47ème vendredi de colère en Algérie: Les anti-système toujours mobilisés
47ème vendredi de colère en Algérie: Les anti-système toujours mobilisés

Comme il fallait s’y attendre, les partisans du Hirak en Algérie ne se font pas prier pour fustiger le système et exiger les ruptures nécessaires à l’avènement d’une deuxième république. Dans le centre d’Alger, comme ailleurs dans d’autres villes, un raz-de-marée humain a déferlé sur les artères après la prière du vendredi.

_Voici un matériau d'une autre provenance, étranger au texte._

PR #5856, opened 2025-03-18
Improve snapshot testing

nrc:
This PR aims to make snapshot testing easier and more predictable, it makes the following changes:

- runs all parts of tests rather than panicking at the first one, meaning that if multiple outputs are changed, then new snap files for all of them will be written out, rather than just one.
- use a separate file for the unparser tests, rather than requiring the input matches the output. This means we don't need to update inputs and thus the other outputs when the unparser changes, and means that we can test badly formatted files.
- reads input from source for every test rather than reading in the AST. This means that tests results are deterministic and don't depend on the parsing test completing before the execution tests start. It also means that if serialising the AST is buggy, the other tests can still run, and we don't need to accept AST changes before running other tests.
- Removes source ranges from most snapshot output, reduces the volume of output, means that the outputs shouldn't change due to whitespace or comment changes, and should mean less rebasing.

All together, this means that one run of nextest and one round of insta accept should always be enough to make snapshots correct.


jtran (approved):

jessfraz:
@nrc going to unfuck your ci and force push without all this playwright snapshot bullshit

PR #5860, opened 2025-03-18
Improve local setup instructions

jacebrowning:
These are a few miscellaneous things I noticed when getting the web and Electron apps to run locally (on macOS):

1. `-y` no longer works to confirm overwriting `wasm-pack` -- it's now `-f`
2. README says to update `.env.development` but `.env.development.local` is better because it's ignored
3. `build:local` and `build:both` did the same thing

To test these changes:

- [ ] Confirm that `yarn build` completes without prompting
- [ ] Confirm that `yarn build:local` prepares just the web app
- [ ] Confirm that `yarn build:wasm` prepares just the Electron app
- [ ] Confirm that `yarn build:both` does both


package.json
```diff
@@ -71,16 +71,18 @@
...
     "install:tools:windows": "winget install jqlang.jq MikeFarah.yq GitHub.cli",
     "start": "vite --port=3000 --host=0.0.0.0",
     "start:prod": "vite preview --port=3000",
     "serve": "vite serve --port=3000",
     "build": "yarn install:rust && . $HOME/.cargo/env && yarn install:wasm-pack:sh && yarn build:wasm && vite build",
     "build:local": "vite build",
-    "build:both": "vite build",
-    "build:both:local": "yarn build:wasm && vite build",
+    "build:wasm": "./scripts/build-wasm.sh",
+    "build:wasm-dev": "yarn wasm-prep && (cd rust && wasm-pack build kcl-wasm-lib --dev --target web --out-dir pkg && cargo test -p kcl-lib export_bindings) && yarn isomorphic-copy-wasm && yarn fmt",
```
pierremtb, line 83: Since we're moving it, might be good to also put the build:wasm-dev commands into a dedicated script file like we recently did for build:wasm in #5813

nadr0:
```
To test these changes:
Confirm that yarn build completes without prompting
Confirm that yarn build:local prepares just the web app
Confirm that yarn build:wasm prepares just the desktop app
Confirm that yarn build:both does both web and desktop
```
> Confirm that yarn build:wasm prepares just the desktop app
That is not true? `yarn build:wasm` builds all of the rust binary stuff in `rust/`. This is required for both web and desktop application. 

- This is potentially a massive gotcha, **If I were to run `yarn build** should that build everything for web and electron and all the dependencies? 

- `yarn build:wasm` notation says I am going to build `wasm` it shouldn't have anything to do with the build of the web or electron app itself. This is a dependency that is built via this command.  

- `yarn build:both` Should probably build both `web` and `electron` since we are assuming `build` points to the ZMA application. 

A proposal for clearer commands
```
yarn build:web
yarn build:electron
yarn build:both
```
- Does this build all external dependencies that are required during runtime though? aka `yarn build:wasm`?

jacebrowning:
@nadr0 thanks! I'm going to pull the `build:<variant>` changes out of this PR, as I think that needs more consideration.

pierremtb (approved):
Thanks! Will force merge as the package.json script isn't used by CI anywhere (only for local dev) and the README file won't break anything :)

PR #5866, opened 2025-03-18
Add edge and segment selection in point-and-click Helix flow

### LINKED ISSUE #5393: Add edge and segment selection in point-and-click Helix flow

pierremtb:
Fixes #5393

Three tests for three cases: default axis, segment, and sweepEdge.

https://github.com/user-attachments/assets/d0ff27ad-d545-4dd5-8188-aa0abdfd9798


src/lang/modifyAst/addRevolve.ts
```diff
@@ -32,52 +32,29 @@ import {
 import { Artifact, getPathsFromArtifact } from 'lang/std/artifactGraph'
```
pierremtb, line 32: Created a utility function here intead of just stealing code from @nadr0

src/machines/modelingMachine.ts
```diff
@@ -1927,6 +1933,25 @@ export const modelingMachine = setup({
...
+        if (!generatedAxis) {
+          return new Error('Generated axis selection is missing.')
+        }
+
+        // TODO: figure out if we want to smart insert after the sketch as below
+        // *or* after the sweep that consumes the sketch, in which case the below code doesn't work
+        // If an axis was selected in KCL, find the max index to insert the revolve command
+        // if (axisIndexIfAxis) {
+        // opInsertIndex = axisIndexIfAxis + 1
+        // }
```
pierremtb, line 1953: Left this as todo cause it feels like scope creep at this point.

src/lib/commandBarConfigs/modelingCommandConfig.ts
```diff
@@ -498,6 +501,38 @@ export const modelingMachineCommandConfig: StateMachineCommandSetConfig<
...
+          { name: 'Z Axis', value: 'Z' },
+        ],
+      },
+      edge: {
+        required: (commandContext) =>
+          ['Edge'].includes(
+            commandContext.argumentsToSubmit.axisOrEdge as string
+          ),
+        inputType: 'selection',
+        selectionTypes: ['segment', 'sweepEdge'],
```
pierremtb, line 532: Leaving out `edgeCutEdge` like revolve for now, figured we could add later as needed.

src/lib/operations.ts
```diff
@@ -339,69 +413,74 @@ const prepareToEditHelix: PrepareToEditCallback = async ({ operation }) => {
...
   const length = await stringToKclExpression(
     codeManager.code.slice(
       operation.labeledArgs.length.sourceRange[0],
       operation.labeledArgs.length.sourceRange[1]
     )
   )
-  if (err(length) || 'errors' in length) return baseCommand
+  if (err(length) || 'errors' in length) {
+    return baseCommand
+  }
```
pierremtb, line 471: Super not relevant here but I'd like us to adopt the https://eslint.org/docs/latest/rules/curly rule, which makes this the norm. It's so much easier to add logs (like I've had to do here) and generally maintain code in brackets vs single line or same line IMHO.

src/machines/modelingMachine.ts
```diff
@@ -1949,33 +1974,28 @@ export const modelingMachine = setup({
...
+          axis: generatedAxis,
           length: valueOrVariable(length),
           insertIndex: opInsertIndex,
           variableName: opVariableName,
         })
-
-        const updateAstResult = await kclManager.updateAst(
-          result.modifiedAst,
-          true,
+        await updateModelingState(
```
pierremtb, line 1988: Thanks @max-mrgrsk this is great 🐐

src/lib/commandBarConfigs/modelingCommandConfig.ts
pierremtb: I was actually trying to see if I could enable it but I'm having trouble getting good examples with edgeCutEdge types, this chamfer for instance doesn't seem to have those edges added to the artifact graph (see yellow lines)

image

src/lib/commandBarConfigs/modelingCommandConfig.ts
```diff
@@ -547,6 +582,7 @@ export const modelingMachineCommandConfig: StateMachineCommandSetConfig<
       ccw: {
         inputType: 'options',
         required: true,
+        displayName: 'CounterClockWise',
```
pierremtb, line 585: I think we should use this more?

pierremtb:
Thanks for the thorough review @franknoirot. Making a note to followup on 1 and 2.

src/lib/commandBarConfigs/modelingCommandConfig.ts
Irev-Dev: Yeah I haven't had the head space to think about `edgeCutEdge`.

The class of problem is that the engine needs to give us more information after an operation. 

For extrude we use the `Solid3dGetExtrusionFaceInfo` to figure out all of the new face ids etc.
So maybe we need a `Solid3dGetEdgeCutInfo` or similar. I think this is probably the approach we need at least in the short term, but we'll need engine support. Bellow is more of a thought experiment with another approach.

But I'm not sure since we're thinking of moving towards `getCommonEdge` as general solution for selecting edges (in kcl) maybe we move edge selection to more of a JIT instead of having everything in the artifact graph.

I'm really not sure about this but maybe faces go into the artifactGraph because they are more 1:1 with tags, but edge we use the `solid3DGetEdgeFaces` to get the faces in real time, however this means at least two round trips, because the engine will return the id, and than we need to than follow up with `solid3DGetEdgeFaces` to get the info we need, and if this causes more delay to visual feed back that's bad.

I say at least two round trips because the engine literally returns the entity id and nothing else, no info about what time of entity it is or anything, so we probably need to send more queries like `get_entity_type` before we send `solid3DGetEdgeFaces` the engine seems to be really hestiant to send and extra information back, but this causes round trip problems.

The lack of context is maybe why the artifactGraph is so rich because we need to store all this information to make sense of the ids that come back from the engine.

My JIT idea also complicates the model we're going for of "a selection is a artifact in the graph", if we're just doing a query at the time of the user click. I think maybe a compromise would be we add stuff to the graph after the fact as part of the JIT, so that after we do our query it's than in the graph. but you can see why I saying we probably just need a `Solid3dGetEdgeCutInfo` as the solution for now. This would be too much of a rework.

Pour ce 47ème vendredi du Hirak à Alger, la police a empêché les manifestants d’accéder à la rue Didouche Mourad et tenté de disperser les manifestants.
Ces derniers n’ont pas hésité à donner le change aux forces de l’ordre mobilisées pour déstabiliser le Hirak populaire en scandant haut et fort «Silmya! Silmya!».
Autant dire que les manifestants sont conscients des enjeux et persistent à organiser des marches pacifiques en ne cédant nullement aux multiples provocations dont ils sont l’objet. Les milliers de citoyens qui marchent en s’égosillant que «les Algériens sont des frères, et le peuple est uni bande de traitres» ne veulent pas tomber dans le piège d’une quelconque surenchère ourdie par les pions du système qui peine à juguler le Hirak aussi massif que pacifique. Réduisant ainsi à l’échec les tentatives des forces de l’ordre d’empêcher la marche du 47ème vendredi.

Des milliers de manifestants ont afflué, comme à l’accoutumée, sur les rues de la capitale, dans les itinéraires habituels de la manifestation hebdomadaire, en affichant une grande détermination à poursuivre leur marche populaire, et en dénonçant la répression et les interpellations du matin.
À Bejaïa, le 47ème vendredi du Hirak projetait les mêmes images que celles de tous les autres vendredis. La mobilisation n’a pas baissé d’intensité. Idem pour Tizi Ouzou, ou encore à Annaba. Les manifestants ne perdent pas la boussole en dénonçant «l’illégitimité du président», et en revendiquant haut et fort «l’institution d’un Etat civil, non militaire», entres autres slogans. «Dawla madania machi 3askaria» (état civil et non militaire), faisait aussi partie des cris lancés par les manifestants.
À Bouira, en dépit du froid et d’une pluie battante, les citoyens ont battu le pavé en scandant, le départ du système et ses symboles et laisser le peuple prendre son destin en main.

Pour le 47è vendredi, les protagonistes ne changent pas de méthode.
D’un côté, le Hirak, fort d’une mobilisation populaire et pacifique, persiste à occuper la scène. Et de l’autre, le système, en panne d’idées, cherche à réduire la capacité de mobilisation des citoyens en faisant miroiter la carotte, comme c’est le cas pour la révision de la Constitution qui enclencherait un débat national cloitré par le système. Si ce n’est pas en usant du bâton, comme il a tenté de le faire en ce vendredi, dans la capitale.

Le blocage politico-institutionnel est appelé à perdurer. Ce qui n’empêche nullement les partisans du Hirak à exiger la libération sans condition de tous les manifestants détenus.